Sword of the Valiant: The Legend of Sir Gawain and the Green Knight (1984) poster

Sword of the Valiant: The Legend of Sir Gawain and the Green Knight (1984)

Rating:

aka Clash of the Swords


USA. 1984.

Crew

Director – Stephen Weeks, Screenplay – Stephen Weeks, Philip M. Breen & Howard C. Pen, Based on the poem Sir Gawain and the Green Knight, Producers – Yoram Globus & Menahem Golan, Photography – Peter Hurst & Freddie Young, Music – Ron Geesin, Production Design – Maurice Fowler & Derek Nice. Production Company – Golan-Globus.

Cast

Miles O’Keeffe (Sir Gawain), Cyrielle Claire (Linet), Leigh Lawson (Humphrey), Sean Connery (The Green Knight), Ronald Lacey (Oswald), Trevor Howard (King Arthur), Lila Kedrova (Queen of Lyonesse), Wilfred Brambell (Friar), Emma Sutton (Morgan-le-Fay), John Rhys-Davies (Baron Fortinbrass), David Rappaport (The Sage), Peter Cushing (Seneschal)


Plot

As King Arthur’s court gathers for the Yuletide feast, The Green Knight appears, offering a challenge to any knight who can decapitate him in one blow – although if they fail the Green Knight may claim their head. However, the knights have become apathetic and only the young apprentice Gawain is willing to step forward, being quickly knighted by Arthur so that he can accept the challenge. He succeeds in decapitating the Knight – only the Knight is a magician and is able to pick up his severed head and put it back on. Gawain begs for his life and so the Green Knight gives him a riddle to solve and one year in which to do so before his head is forfeit. Gawain sets forth on a quest to find the answer.
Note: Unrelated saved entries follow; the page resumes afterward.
PR #11889, opened 2024-03-15
[status command]check if package exists before compare

eltharin:
If tag has been deleted from remote, download function will not create $targetDir . '_compare' folder and that make an Error : chdir(): No such file or directory (errno 2).
I suggest this update for prevent error and print to user that the reference disapear.

### DIFF
--- a/src/Composer/Downloader/FileDownloader.php
+++ b/src/Composer/Downloader/FileDownloader.php
@@ -500,12 +500,16 @@ class FileDownloader implements DownloaderInterface, ChangeReportInterface
             $this->install($package, $targetDir.'_compare', false);
             $this->process->wait();
 
-            $comparer = new Comparer();
-            $comparer->setSource($targetDir.'_compare');
-            $comparer->setUpdate($targetDir);
-            $comparer->doCompare();
-            $output = $comparer->getChangedAsString(true);
-            $this->filesystem->removeDirectory($targetDir.'_compare');
+            if (is_dir($targetDir.'_compare')) {
+                $comparer = new Comparer();
+                $comparer->setSource($targetDir.'_compare');
+                $comparer->setUpdate($targetDir);
+                $comparer->doCompare();
+                $output = $comparer->getChangedAsString(true);
+                $this->filesystem->removeDirectory($targetDir.'_compare');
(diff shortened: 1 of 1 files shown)


src/Composer/Downloader/FileDownloader.php
```diff
@@ -500,12 +500,16 @@ public function getLocalChanges(PackageInterface $package, string $path): ?strin
...
-            $this->filesystem->removeDirectory($targetDir.'_compare');
+            if (is_dir($targetDir.'_compare')) {
+                $comparer = new Comparer();
+                $comparer->setSource($targetDir.'_compare');
+                $comparer->setUpdate($targetDir);
+                $comparer->doCompare();
+                $output = $comparer->getChangedAsString(true);
+                $this->filesystem->removeDirectory($targetDir.'_compare');
+            } else {
+                $output = $package . ' can\'t be downloaded';
```
Seldaek, line 511:
```suggestion
                $output = $package . ' could not be downloaded, aborting.';
```

eltharin:
I think it's better too, but I test your changes, and I ever had an error with my example, it try to download zipball witch does'nt exists (all branche's ids are changes or repo does'nt exists and I get an exception 
``[Composer\Downloader\TransportException (404)]
  The "https://gitserver.local/repos/eltharin/jsetable/zipball/ce53cf1de8bb53a4d45665f5d44096ec87baeb66" file
  could not be downloaded (HTTP/1.1 404 Not Found)``

That break the status and I have no other informations about other packages.

Seldaek:
Ok yeah sure it fails hard, maybe we should return the error nicer to let the others proceed. I'll take a look.

Seldaek:
Alright fixed that, feel free to try again.

eltharin:
Awesome, I test and it’s good,

Thanks

De : Jordi Boggiano ***@***.***>
Envoyé : jeudi 21 mars 2024 11:18
À : composer/composer ***@***.***>
Cc : eltharin ***@***.***>; Author ***@***.***>
Objet : Re: [composer/composer] [status command]check if package exists before compare (PR #11889)


Alright fixed that, feel free to try again.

This was one of a host of films that came out following the success of Conan the Barbarian (1982) and seeking to exploit the new fad for sword-and-sorcery. Though English-shot, it was produced by American-based Israeli producers Menahem Golan and Yoram Globus who operated the Cannon Films distribution chain. During the 1980s, Golan and Globus made an awful lot of Chuck Norris films and Charles Bronson action films and several other ventures into the sword-and-sorcery cycle, notably the Italian-made Hercules (1983), The Seven Magnificent Gladiators (1985), The Barbarians (1987), Gor (1987) and Masters of the Universe (1987).
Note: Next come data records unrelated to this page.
Issue #11891, opened 2024-03-15
Surface remote IDs for advisories without a CVE so they can be ignored


bradjones1:
Running `composer audit` may find issues which have no related CVE (for whatever reason, e.g. it was not requested or the package is no longer supported at your installed version, so it doesn't get a CVE.)

In some cases you may wish to ignore these (not looking to debate the merits of ignoring some findings - that bikeshed has already been painted) but since there is no CVE to match, you can't.

This is not too dissimilar to other toolchains (e.g., [this wrapper around `yarn audit`](https://github.com/djfdyuruiry/improved-yarn-audit?tab=readme-ov-file#excluding-advisories)) but I think this is a potential area of improvement.

The current format for the `config.audit.ignore` entry doesn't seem to support any namespacing for whole packages, just vulnerability IDs. In this case, the package is from Drupal, which doesn't always pull a CVE.

Is this something that we'd want to support a solution for in Composer? I can and will raise an issue at Drupal to include "something" unique in the CVE field, since this is basically freetext and there are other authorities such as `GHSA` already. But it's entirely possible others will have a similar requirement and can't get the source to make this non-`null`.

bradjones1:
Issue for issuing a namespaced CVE equivalent from Drupal: https://www.drupal.org/project/infrastructure/issues/3428660

bradjones1:
Update - turns out you can filter out by remote ID, but that information is only available over the API and isn't surfaced in the default table render of advisories. I think that would be where to fix this.

https://github.com/composer/composer/pull/11556/files#diff-0663da0b66c02ac641cf3dbe00262e15b105fb4fb1a3bf2696530895ea7c85adR82

PR #11892, opened 2024-03-16
Surface the advisory ID when CVE not present.

bradjones1:
Fixes https://github.com/composer/composer/issues/11891


Seldaek:
Thanks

Sword of the Valiant comes from a more venerable source than most of the other sword-and-sorcery films made around the time – in this case, an epic poem that was originally written in the 14th Century, author unknown. Interestingly, director Stephen Weeks had previously made an adaptation of the story with the obscure Gawain and the Green Knight (1973), starring singer Murray Head as Gawain. In fact with Sword of the Valiant, Weeks has simply remade the 1973 film and seemingly even reused the same script, retaining the same elements (such as the mythic land of Lyonesse) that he added to the story the first time around.

The film is an entirely average entry in the sword-and-sorcery sub-genre. Stephen Weeks manages a competent airing of the story in places. The middle tends to get patchy and drag through a lot of episodic set-pieces most of which are not present in the original poem. The film’s budgetary shortcomings show through in some occasionally tatty sets but Weeks at least covers things with a self-effacing, if distractingly modern, sense of humour.
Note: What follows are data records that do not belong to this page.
PR #11895, opened 2024-03-19
HttpDownloader: add option to prevent access to private network

glaubinix:
Adds an option to prevent access to the private network, similar to how Symfony does it in the NoPrivateNetworkHttpClient. 
See https://github.com/symfony/symfony/blob/a9133af83ef26f0edaceca38aa885bb4f4d25a19/src/Symfony/Component/HttpClient/NoPrivateNetworkHttpClient.php#L29


src/Composer/Util/RemoteFilesystem.php
```diff
@@ -249,6 +249,10 @@ protected function get(string $originUrl, string $fileUrl, array $additionalOpti
 
         $origFileUrl = $fileUrl;
 
+        if (isset($options['prevent_ip_callable'])) {
```
Seldaek, line 252:
```suggestion
        if (isset($options['prevent_ip_access_callable'])) {
```

src/Composer/Util/RemoteFilesystem.php
```diff
@@ -249,6 +249,10 @@ protected function get(string $originUrl, string $fileUrl, array $additionalOpti
...
+            throw new \RuntimeException("RemoteFilesystem doesn't support the 'prevent_ip_callable' config.");
```
Seldaek, line 253:
```suggestion
            throw new \RuntimeException("RemoteFilesystem doesn't support the 'prevent_ip_access_callable' config.");
```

Sean Connery as The Green Knight in Sword of the Valiant: The Legend of Sir Gawain and the Green Knight (1984)
Sean Connery as The Green Knight

The likes of Sean Connery and John Rhys-Davies seem to be struggling to keep straight faces. Certainly, the sight of Connery in green face paint and leaf-bedecked wig provides a good deal of unintentional camp value. Miles O’Keeffe, previously seen as Tarzan in Tarzan the Ape Man (1981), does okay with the role despite a thoroughly unconvincing wig. In subsequent rescreenings today, the film has gained a bad movie reputation.

Others versions of the story of Sir Gawain and the Green Knight appear in Gawain and the Green Knight (1991), a Thames Television tv movie starring Jason Durr as Gawain and David Lowery’s The Green Knight (2021) with Dev Patel as Gawain.

Director Stephen Weeks was a minor director on the outskirts of the English horror scene where he also made the likes of the Dr Jekyll and Mr Hyde adaptation I, Monster (1971) and Ghost Story (1974).